§ **Instructions for the task**
Of the lines below, copy those that hold the word "added".

Saved data entries:
────────────────────────────────────────

Issue #3234, opened 2020-10-20
VA Forms importer does not correctly handle whitespace characters in the link_name field


acrollet:
**Describe the defect**
If whitespace characters are present in the link_name field of the CSV, a blank URL will be entered into the VA Form URL field instead of the generated URL. This causes a WSOD on the associated form node view page.

**Expected behavior**
The generated URL should be used if the field contains only whitespace.

PR #3236, opened 2020-10-20
VACMS-3234: trim link_name url field on import

acrollet:
## Description

See #3234 

## Testing done

Tested import with link_name field:
- empty
- only containing whitespace
- containing a url
- containing a url with leading/trailing whitespace

## QA steps

1. Run the VA forms import
- [ ] Confirm that the "VA Form 21P-4706b" node has a value for the "Link to form" field

### DIFF
--- a/config/sync/migrate_plus.migration.va_node_form.yml
+++ b/config/sync/migrate_plus.migration.va_node_form.yml
@@ -21,7 +21,7 @@ source:
     - 'https://prod.cms.va.gov/sites/default/files/migrate_source/va_forms_data.csv'
   delimiter: ','
   enclosure: '"'
-  escape: ''
+  escape: '\'
   header_offset: 1
   multi_value_delimiter: ','
   fields:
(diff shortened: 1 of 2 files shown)


config/sync/migrate_plus.migration.va_node_form.yml
```diff
@@ -21,7 +21,7 @@ source:
     - 'https://prod.cms.va.gov/sites/default/files/migrate_source/va_forms_data.csv'
   delimiter: ','
   enclosure: '"'
-  escape: ''
+  escape: '\'
```
acrollet, line 24: My local installation complained when this was empty, \ is the default for this field.

swirtSJW:
I just added the config changes to the va_gov_migrate/config/install.   We make changes there then run `lando migrate-sync` to make it so that the install and config/sync are in sync.   The main reason for wanting the config install, is that it has comments that get wiped out by config export.

https://dsva.slack.com/archives/CT4GZBM8F/p1603230114054700?thread_ts=1603220631.039200&cid=CT4GZBM8F

acrollet (commented):
The synced changes look good to me.

swirtSJW:
Tested locally with `lando mim va_node_form --update"  and verified that existing nodes and the troublesome form of http://va-gov-cms.lndo.site/find-forms/about-form-21p-4706b  resolved the missing url. 

image

swirtSJW (approved):

Issue #4203, opened 2021-02-04
Refactor usages of computed field and remove Computed Field module


oksana-c:
## Problem statement

While value of Computed Field module is widely accepted by most site builders, there are many good reasons not to use it (out of scope of this issue).

Computed field add complexity and hides logic in unexpected places.

Current implementation of Computed Field module doesnt seem to be adding any value. All computed field values are currently set to empty.
`$value = '';` 

```
grep -ri computed *
core.extension.yml:  computed_field: 0
field.field.node.full_width_banner_alert.field_banner_alert_computdvalues.yml:    - computed_field
field.field.node.full_width_banner_alert.field_banner_alert_computdvalues.yml:label: 'Computed values for alerts'
field.field.node.full_width_banner_alert.field_banner_alert_computdvalues.yml:field_type: computed_string_long
field.storage.node.field_banner_alert_computdvalues.yml:    - computed_field
field.storage.node.field_banner_alert_computdvalues.yml:type: computed_string_long
field.storage.node.field_banner_alert_computdvalues.yml:module: computed_field
```

[Related internal Slack thread](https://dsva.slack.com/archives/CT4GZBM8F/p1612462925003200)

## Acceptance Criteria
- [ ] Current usage of Computed Fields is reviewed and the fact that is does nothing is validated
- [ ] All computed fields are converted to text fields or fields of appropriate type that matches established data model
- [ ] Change in data/content model is coordinated with appropriate FE team that is responsible for maintaining FE pages and transformers for identified fields
- [ ] Computed Field module is uninstalled and removed from the CMS 
- [ ] no DB tables left behind
- [ ] add tests if feasible

kevwalsh:
Seems like va_gov_govdelivery.module is setting a value for this field behind the scenes.

https://github.com/department-of-veterans-affairs/va.gov-cms/blob/e1bff4cfb9e28621a71a5e94a1dd6e184632248b/docroot/modules/custom/va_gov_govdelivery/va_gov_govdelivery.module#L96 

@swirtSJW can probably speak more to what's dependent on this, for sending emails out through govdelivery.

oksana-c:
@swirtSJW please add any details you have. The Core Application team is planning to work on this in Sprint 26. Thank you,

acrollet:
[...]

PR #4364, opened 2021-02-18
VACMS-4203: remove computed fields and dependent code

acrollet:
## Description

See #4203 

## Testing done

Updated and iteratively ran phpunit tests.

## QA steps

- [ ] phpunit test has been reviewed and is passing
- [ ] No computed field tables remain in the DB: `SHOW TABLES LIKE '%computd%';`
- [ ] banner alert nodes can be created & updated without errors
- [ ] the `Send email update on this situation` checkbox field is disabled for published banner alert nodes

### Definition of Done

### Select Team for PR review

- [x] `Core Application Team`
- [ ] `Product Support Team`

- [ ] `DO NOT MERGE`

- [ ] `Needs PO review`


acrollet:
@swirtSJW is there a way to manually test alert sending without spamming real people?

docroot/modules/custom/va_gov_govdelivery/src/EventSubscriber/EntityEventSubscriber.php
```diff
@@ -0,0 +1,71 @@
...
+   *
+   * @param Drupal\Core\Entity\EntityInterface $entity
+   *   The entity being created or updated.
+   *
+   * @return bool
+   *   Whether or not this is an status update node.
+   */
+  protected function isStatusUpdateNode(EntityInterface $entity) : bool {
+    return $entity instanceof NodeInterface &&
+      $entity->getType() === 'full_width_banner_alert';
```
swirtSJW, line 68:
```suggestion
    return ($entity instanceof NodeInterface) &&
      ($entity->getType() === 'full_width_banner_alert');
```
Not necessary but more explicit?

docroot/modules/custom/va_gov_govdelivery/src/EventSubscriber/EntityEventSubscriber.php
```diff
@@ -0,0 +1,71 @@
+<?php
```
swirtSJW, line 1: I REALLY like this architecture.   Thank you for implementing it.

One concern: with other facility types coming that will also be leveraging govdeliver  in different ways, should this 'EntityEventSubscriber' be namespaced more specifically to the content type?  Like 'EntityEventSubscriberStatusBulletins' or are you envisioning that we just add additional cases to 'processStatusBulletins()'?  If the latter then the naming of 'processStatusBulletins()' should probably become less specific like 'processStatusBulletins()'.
Seems like either the class needs to be more specific or the method needs to be less specific (heisenburg naming uncertainty principle :)  )

docroot/modules/custom/va_gov_govdelivery/src/Service/ProcessStatusBulletin.php
```diff
@@ -48,126 +109,183 @@ public function __construct() {
...
-      'theme_hook_original' => 'not-applicable',
+      '#alert_type' => $node->get("field_alert_type")->value,
+      '#theme' => 'va_gov_body_alert',
     ];
 
     if ($this->sendType === 'status alert') {
       $queue_id = "{$node->get('nid')->value}-alert";
-      // Pull the data from the alert fields.
-      $template_variables['message'] = $node->get('field_body')->value;
-      $template_variables['situation_update'] = FALSE;
```
swirtSJW, line 68: Intentionally removed?

swirtSJW (commented):
> @swirtSJW is there a way to manually test alert sending without spamming real people?

Two ways.

1.  Use one environment that does not have your code.   Edit a facility banner alert.   Look in the queue to get the data.   Repeat the same steps on an environment with your changes.  Compare the queued data.  There should be no diff.
2. Look in phpinfo on tugboat to see if it has govedelivery dev endpoint set.  If it does you could test on tugboat then have Elijah or I log into govedeliver dev and see if it sent.   If tugboat can't do it, we may have to have Elijah or Neil pull your PR to dev so that it can do a test send.

docroot/modules/custom/va_gov_govdelivery/va_gov_govdelivery.module
```diff
@@ -5,94 +5,43 @@
...
-    $node = $form_state->getFormObject()->getEntity();
-    if ($node->isPublished() || ($node->moderation_state->value === 'published')) {
-      // Disable send email field, this form will only send initial email once.
-      // @todo Check node revisions in addition to current state, disable this
-      // field if it was ever published.
-      $form['field_operating_status_sendemail']['widget']['#disabled'] = TRUE;
-    }
+function va_gov_govdelivery_form_alter(&$form, FormStateInterface $form_state, $form_id) : void {
+  if ($form_id !== 'node_full_width_banner_alert_edit_form') {
+    return;
```
swirtSJW, line 37: I am troubled by the use of this bail out early pattern on things like hook_form_alter because it does not encapsulate the code that is supposed to run if that is not the case.   It makes it risky for other developers' additions to the alter hook that might be unrelated to full width banners.  Ideally this could just be moved to another function  that gets called from within the alter.  Then it does its own defensive bail early check.

swirtSJW (commented):
Very awesome and thorough work.  I only had a few questions or concerns.

composer.lock
```diff
@@ -19444,6 +19496,78 @@
             ],
             "time": "2012-10-28T21:08:28+00:00"
         },
+        {
+            "name": "drupal/computed_field",
```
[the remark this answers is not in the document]
acrollet: brain fart, thank you!

docroot/modules/custom/va_gov_govdelivery/src/EventSubscriber/EntityEventSubscriber.php
acrollet: makes sense, updated

docroot/modules/custom/va_gov_govdelivery/src/Service/ProcessStatusBulletin.php
acrollet: good eye - I had set it to default to `FALSE` in the declaration of `$template` but that line went missing somehow. I put it back here since it doesn't really save anything to move it up.

docroot/modules/custom/va_gov_govdelivery/src/Service/ProcessStatusBulletin.php
```diff
@@ -48,126 +109,183 @@ public function __construct() {
...
+        ->referencedEntities();
+      $situationUpdatesLast = end($situationUpdatesList);
+
+      $situation_update_send =
+        !empty($situationUpdatesLast) ?
+        $situationUpdatesLast->get('field_send_email_to_subscribers')->value :
+        FALSE;
+
+      if (!$situation_update_send) {
+        return;
```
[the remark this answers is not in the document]
acrollet: You were right, this wanted a big re-factor ;-)

docroot/modules/custom/va_gov_govdelivery/va_gov_govdelivery.module
acrollet: good call, I switched to `hook_form_FORMID_alter` instead.

acrollet:
@swirtSJW the code is ready for another pass when you are!

acrollet:
The preview is failing, I'm seeing this: 
```
Next Drupal\Component\Plugin\Exception\PluginNotFoundException: Unable to determine class for field type 'computed_string_long' found in the 'field.storage.node.field_banner_alert_computdvalues' configuration in /var/lib/tugboat/docroot/core/modules/field/src/FieldStorageConfigStorage.php:174
```

Looks like we'll need a first PR to remove the config, and a follow-on to remove the module.

docroot/modules/custom/va_gov_govdelivery/va_gov_govdelivery.module
```diff
@@ -5,94 +5,46 @@
...
-    // Convert to string for field storage.
-    $storage = json_encode($computed_return);
-    $node->field_banner_alert_computdvalues->setValue(['value' => $storage]);
+function va_gov_govdelivery_form_node_full_width_banner_alert_edit_form_alter(
+  &$form,
+  FormStateInterface $form_state
+) : void {
+  $node = $form_state->getFormObject()->getEntity();
+  if (
+    $node->isPublished() || ($node->moderation_state->value === 'published')
```
indytechcook, line 44: Let's verify if checking the moderation state is necessary.

docroot/modules/custom/va_gov_govdelivery/src/Service/ProcessStatusBulletin.php
```diff
@@ -46,128 +87,273 @@ public function __construct() {
...
+   * @param string $send_type
+   *   The alert send type.
+   *
+   * @return string
+   *   The queue id.
+   */
+  protected function getQueueId(NodeInterface $node, $send_type) : string {
+    $queue_type = '';
+
+    if ($send_type === 'status alert') {
```
indytechcook, line 171: Let's use CONST for these

indytechcook (changes requested):

docroot/modules/custom/va_gov_govdelivery/va_gov_govdelivery.module
acrollet: good call, the banner alert node type is not moderated. Removed and also added logic to ensure the field is disabled if the node has ever been published.

acrollet:
Manual test 1: I created a new published bulletin node with sending enabled on a clone of master and this branch. I diffed the created queue items and found differences only in timestamps and IDs:

[branch_initial_publish.txt](https://github.com/department-of-veterans-affairs/va.gov-cms/files/6038122/branch_initial_publish.txt)
[master_initial_publish.txt](https://github.com/department-of-veterans-affairs/va.gov-cms/files/6038123/master_initial_publish.txt)

(Queue items retrieved with `drush sqlq "SELECT * FROM queue WHERE name = 'govdelivery_bulletins' ORDER BY item_id DESC LIMIT 1\G"`)

acrollet:
Manual test 2: I updated the previous bulletin node to add a situation update with sending enabled on a clone of master and this branch. I diffed the created queue items and again found differences only in timestamps and IDs:

[branch_situation_update.txt](https://github.com/department-of-veterans-affairs/va.gov-cms/files/6038145/branch_situation_update.txt)
[master_situation_update.txt](https://github.com/department-of-veterans-affairs/va.gov-cms/files/6038146/master_situation_update.txt)

acrollet:
@swirtSJW calling your attention to my previous comments, please take a look when you're able. Thanks! :-)

indytechcook (approved):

────────────────────────────────────────

§ **Solution**
I just added the config changes to the va_gov_migrate/config/install.   We make changes there then run `lando migrate-sync` to make it so that the install and config/sync are in sync.   The main reason for wanting the config install, is that it has comments that get wiped out by config export.
acrollet: good call, the banner alert node type is not moderated. Removed and also added logic to ensure the field is disabled if the node has ever been published.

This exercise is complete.